- [Task to complete]: Below are the entries; give again exactly the lines from the one mentioning "asking the map about" through the one mentioning "it has already", inclusive.
[Opening Records shown section]
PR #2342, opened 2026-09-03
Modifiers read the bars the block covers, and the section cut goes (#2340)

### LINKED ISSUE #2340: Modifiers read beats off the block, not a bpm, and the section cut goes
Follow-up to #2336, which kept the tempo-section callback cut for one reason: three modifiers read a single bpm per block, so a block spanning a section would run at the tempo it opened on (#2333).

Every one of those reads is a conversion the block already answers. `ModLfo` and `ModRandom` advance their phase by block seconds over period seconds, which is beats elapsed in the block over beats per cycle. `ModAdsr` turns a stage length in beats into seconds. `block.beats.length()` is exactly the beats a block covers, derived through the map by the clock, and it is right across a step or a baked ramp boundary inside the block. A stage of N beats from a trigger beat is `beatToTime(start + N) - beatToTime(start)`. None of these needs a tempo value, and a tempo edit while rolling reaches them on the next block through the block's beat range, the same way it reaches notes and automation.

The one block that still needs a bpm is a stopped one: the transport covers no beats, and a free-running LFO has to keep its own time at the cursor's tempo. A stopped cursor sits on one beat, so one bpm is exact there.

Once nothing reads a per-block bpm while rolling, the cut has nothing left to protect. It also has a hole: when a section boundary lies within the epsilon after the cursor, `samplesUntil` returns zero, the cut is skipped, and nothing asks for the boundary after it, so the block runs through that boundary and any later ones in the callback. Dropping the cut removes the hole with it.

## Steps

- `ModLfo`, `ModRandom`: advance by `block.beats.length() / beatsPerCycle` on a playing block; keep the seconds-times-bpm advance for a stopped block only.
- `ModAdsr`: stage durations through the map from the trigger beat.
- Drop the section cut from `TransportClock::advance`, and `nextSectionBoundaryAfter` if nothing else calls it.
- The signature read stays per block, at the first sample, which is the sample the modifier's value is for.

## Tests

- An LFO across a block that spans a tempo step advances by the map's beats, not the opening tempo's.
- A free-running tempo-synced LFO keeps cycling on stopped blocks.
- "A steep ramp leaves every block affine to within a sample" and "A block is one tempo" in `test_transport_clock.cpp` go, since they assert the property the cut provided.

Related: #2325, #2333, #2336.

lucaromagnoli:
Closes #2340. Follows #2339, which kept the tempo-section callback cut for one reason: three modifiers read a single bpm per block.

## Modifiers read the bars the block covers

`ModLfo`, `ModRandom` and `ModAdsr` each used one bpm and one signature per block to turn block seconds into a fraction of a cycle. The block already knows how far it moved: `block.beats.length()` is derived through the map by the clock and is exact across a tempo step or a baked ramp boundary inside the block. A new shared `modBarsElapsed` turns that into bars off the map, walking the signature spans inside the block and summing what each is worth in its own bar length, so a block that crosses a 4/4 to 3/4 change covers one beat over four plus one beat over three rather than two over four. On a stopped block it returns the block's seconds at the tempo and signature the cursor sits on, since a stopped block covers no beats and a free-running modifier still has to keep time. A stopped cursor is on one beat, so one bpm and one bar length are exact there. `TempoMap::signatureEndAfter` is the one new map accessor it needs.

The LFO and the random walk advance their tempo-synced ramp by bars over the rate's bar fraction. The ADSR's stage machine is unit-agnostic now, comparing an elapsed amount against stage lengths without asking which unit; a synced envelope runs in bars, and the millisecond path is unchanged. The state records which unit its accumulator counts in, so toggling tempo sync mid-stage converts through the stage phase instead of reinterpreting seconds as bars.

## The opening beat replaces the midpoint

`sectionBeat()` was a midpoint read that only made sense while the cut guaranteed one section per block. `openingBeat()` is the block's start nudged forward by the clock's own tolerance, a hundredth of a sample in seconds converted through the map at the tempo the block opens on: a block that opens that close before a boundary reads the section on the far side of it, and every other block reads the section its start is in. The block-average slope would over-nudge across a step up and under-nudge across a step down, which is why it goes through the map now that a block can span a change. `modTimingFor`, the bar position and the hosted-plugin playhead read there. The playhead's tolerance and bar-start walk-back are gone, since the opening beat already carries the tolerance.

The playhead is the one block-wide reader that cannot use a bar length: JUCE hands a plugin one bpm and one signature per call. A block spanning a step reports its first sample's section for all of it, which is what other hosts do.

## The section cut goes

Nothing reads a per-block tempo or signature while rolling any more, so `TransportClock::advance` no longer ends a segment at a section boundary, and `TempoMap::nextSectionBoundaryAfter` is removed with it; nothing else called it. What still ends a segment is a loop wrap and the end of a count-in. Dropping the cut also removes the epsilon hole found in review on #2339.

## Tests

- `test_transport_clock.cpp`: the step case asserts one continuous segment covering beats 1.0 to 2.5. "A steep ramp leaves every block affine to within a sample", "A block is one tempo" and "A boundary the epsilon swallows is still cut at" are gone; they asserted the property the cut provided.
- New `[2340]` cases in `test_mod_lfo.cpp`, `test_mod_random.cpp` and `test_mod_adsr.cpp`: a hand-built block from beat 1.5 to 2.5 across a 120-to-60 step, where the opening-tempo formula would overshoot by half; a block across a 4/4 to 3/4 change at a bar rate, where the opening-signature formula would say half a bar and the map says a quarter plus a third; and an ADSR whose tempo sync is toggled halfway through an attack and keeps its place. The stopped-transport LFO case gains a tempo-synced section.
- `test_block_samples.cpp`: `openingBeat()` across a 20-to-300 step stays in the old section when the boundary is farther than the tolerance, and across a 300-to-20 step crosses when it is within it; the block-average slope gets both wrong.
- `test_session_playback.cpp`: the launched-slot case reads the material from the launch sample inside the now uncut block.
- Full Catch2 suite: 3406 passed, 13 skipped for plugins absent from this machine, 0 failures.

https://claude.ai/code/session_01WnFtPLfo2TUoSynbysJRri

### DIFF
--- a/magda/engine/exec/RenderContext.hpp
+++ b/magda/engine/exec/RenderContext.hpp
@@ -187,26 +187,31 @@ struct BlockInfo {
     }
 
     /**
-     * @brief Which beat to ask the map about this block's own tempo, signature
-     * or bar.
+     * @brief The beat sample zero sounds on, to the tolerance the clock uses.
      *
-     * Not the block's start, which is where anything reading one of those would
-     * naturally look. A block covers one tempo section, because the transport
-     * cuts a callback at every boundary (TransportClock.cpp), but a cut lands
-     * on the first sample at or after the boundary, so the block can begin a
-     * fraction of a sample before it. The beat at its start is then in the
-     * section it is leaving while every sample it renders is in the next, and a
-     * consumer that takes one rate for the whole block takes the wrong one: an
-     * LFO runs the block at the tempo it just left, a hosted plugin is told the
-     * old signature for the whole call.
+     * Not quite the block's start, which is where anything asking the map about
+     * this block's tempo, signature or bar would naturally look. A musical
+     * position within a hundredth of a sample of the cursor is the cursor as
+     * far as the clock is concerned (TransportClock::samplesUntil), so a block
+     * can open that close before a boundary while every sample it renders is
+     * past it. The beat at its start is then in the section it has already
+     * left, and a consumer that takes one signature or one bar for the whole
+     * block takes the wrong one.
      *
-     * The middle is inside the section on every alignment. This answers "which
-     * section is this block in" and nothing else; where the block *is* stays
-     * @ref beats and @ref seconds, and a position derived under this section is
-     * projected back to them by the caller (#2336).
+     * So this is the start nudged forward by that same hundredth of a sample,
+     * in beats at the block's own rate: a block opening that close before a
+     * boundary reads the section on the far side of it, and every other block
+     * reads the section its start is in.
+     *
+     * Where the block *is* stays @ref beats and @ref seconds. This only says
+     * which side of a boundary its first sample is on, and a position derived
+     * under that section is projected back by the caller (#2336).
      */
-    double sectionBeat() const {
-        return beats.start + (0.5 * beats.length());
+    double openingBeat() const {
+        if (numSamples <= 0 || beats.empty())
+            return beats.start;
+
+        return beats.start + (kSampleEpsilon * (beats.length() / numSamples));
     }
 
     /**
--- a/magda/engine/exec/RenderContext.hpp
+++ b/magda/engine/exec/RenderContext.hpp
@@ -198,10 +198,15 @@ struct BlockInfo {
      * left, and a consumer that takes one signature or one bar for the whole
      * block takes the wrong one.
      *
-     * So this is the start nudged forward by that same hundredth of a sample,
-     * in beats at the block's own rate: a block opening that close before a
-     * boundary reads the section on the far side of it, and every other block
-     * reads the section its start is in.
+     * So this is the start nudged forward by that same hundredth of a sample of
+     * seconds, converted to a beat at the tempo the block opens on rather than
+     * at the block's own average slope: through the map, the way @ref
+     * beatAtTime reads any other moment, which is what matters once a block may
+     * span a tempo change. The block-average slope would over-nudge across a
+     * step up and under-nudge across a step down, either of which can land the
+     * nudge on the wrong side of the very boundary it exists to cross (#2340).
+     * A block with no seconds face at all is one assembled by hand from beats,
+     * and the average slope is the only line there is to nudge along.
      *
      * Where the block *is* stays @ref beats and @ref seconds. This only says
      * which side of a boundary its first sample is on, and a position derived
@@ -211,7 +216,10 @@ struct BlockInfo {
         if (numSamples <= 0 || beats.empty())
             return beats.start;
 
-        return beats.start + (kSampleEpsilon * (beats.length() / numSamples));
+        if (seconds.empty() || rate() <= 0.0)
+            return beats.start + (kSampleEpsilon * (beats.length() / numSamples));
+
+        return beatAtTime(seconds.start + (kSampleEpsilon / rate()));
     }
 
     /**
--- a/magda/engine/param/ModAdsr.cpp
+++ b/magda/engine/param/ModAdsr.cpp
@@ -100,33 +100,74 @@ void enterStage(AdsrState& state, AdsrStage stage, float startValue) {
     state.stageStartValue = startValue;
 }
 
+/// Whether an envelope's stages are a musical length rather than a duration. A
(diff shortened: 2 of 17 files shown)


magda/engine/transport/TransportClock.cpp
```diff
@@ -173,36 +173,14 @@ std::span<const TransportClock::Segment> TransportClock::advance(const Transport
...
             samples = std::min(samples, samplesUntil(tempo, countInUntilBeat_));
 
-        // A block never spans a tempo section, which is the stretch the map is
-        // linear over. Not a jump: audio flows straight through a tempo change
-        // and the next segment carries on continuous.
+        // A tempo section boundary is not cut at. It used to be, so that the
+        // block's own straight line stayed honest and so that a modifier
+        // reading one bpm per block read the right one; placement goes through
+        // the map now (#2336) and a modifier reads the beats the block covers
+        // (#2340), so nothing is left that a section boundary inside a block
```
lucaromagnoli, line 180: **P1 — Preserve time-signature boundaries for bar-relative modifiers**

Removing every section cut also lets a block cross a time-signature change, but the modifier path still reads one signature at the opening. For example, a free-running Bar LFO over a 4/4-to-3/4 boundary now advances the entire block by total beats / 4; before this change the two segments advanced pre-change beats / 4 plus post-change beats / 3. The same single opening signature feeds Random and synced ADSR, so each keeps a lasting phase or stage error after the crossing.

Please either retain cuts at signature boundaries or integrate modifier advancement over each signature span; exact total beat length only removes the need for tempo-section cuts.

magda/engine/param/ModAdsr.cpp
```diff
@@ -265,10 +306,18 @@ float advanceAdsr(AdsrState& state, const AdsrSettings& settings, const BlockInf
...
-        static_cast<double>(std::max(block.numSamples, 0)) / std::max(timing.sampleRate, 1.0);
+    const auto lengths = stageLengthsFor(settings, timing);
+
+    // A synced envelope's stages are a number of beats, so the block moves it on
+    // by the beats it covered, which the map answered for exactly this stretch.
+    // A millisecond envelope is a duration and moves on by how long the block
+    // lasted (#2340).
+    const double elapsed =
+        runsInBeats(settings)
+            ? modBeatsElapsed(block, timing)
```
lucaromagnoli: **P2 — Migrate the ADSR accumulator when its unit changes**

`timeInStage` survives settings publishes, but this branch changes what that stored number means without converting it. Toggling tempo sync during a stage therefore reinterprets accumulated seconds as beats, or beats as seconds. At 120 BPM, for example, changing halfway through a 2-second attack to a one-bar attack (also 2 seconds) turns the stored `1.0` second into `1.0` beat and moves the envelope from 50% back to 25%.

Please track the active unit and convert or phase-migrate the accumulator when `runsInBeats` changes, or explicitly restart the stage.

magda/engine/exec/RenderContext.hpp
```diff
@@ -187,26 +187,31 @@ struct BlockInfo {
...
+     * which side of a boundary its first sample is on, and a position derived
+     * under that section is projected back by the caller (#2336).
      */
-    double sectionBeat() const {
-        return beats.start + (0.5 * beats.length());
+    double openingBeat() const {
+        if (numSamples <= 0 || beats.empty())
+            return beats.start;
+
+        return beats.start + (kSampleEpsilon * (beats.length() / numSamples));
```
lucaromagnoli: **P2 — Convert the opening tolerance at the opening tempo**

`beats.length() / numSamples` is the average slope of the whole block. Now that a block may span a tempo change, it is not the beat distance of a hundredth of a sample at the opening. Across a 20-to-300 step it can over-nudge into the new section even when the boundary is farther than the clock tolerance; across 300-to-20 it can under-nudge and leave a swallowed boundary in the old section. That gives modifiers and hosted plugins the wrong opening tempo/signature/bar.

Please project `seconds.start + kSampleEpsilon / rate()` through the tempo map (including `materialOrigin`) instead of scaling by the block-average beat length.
[Closing Records shown section]
- [Solution to this exercise]:
+     * Not quite the block's start, which is where anything asking the map about
+     * this block's tempo, signature or bar would naturally look. A musical
+     * position within a hundredth of a sample of the cursor is the cursor as
+     * far as the clock is concerned (TransportClock::samplesUntil), so a block
+     * can open that close before a boundary while every sample it renders is
+     * past it. The beat at its start is then in the section it has already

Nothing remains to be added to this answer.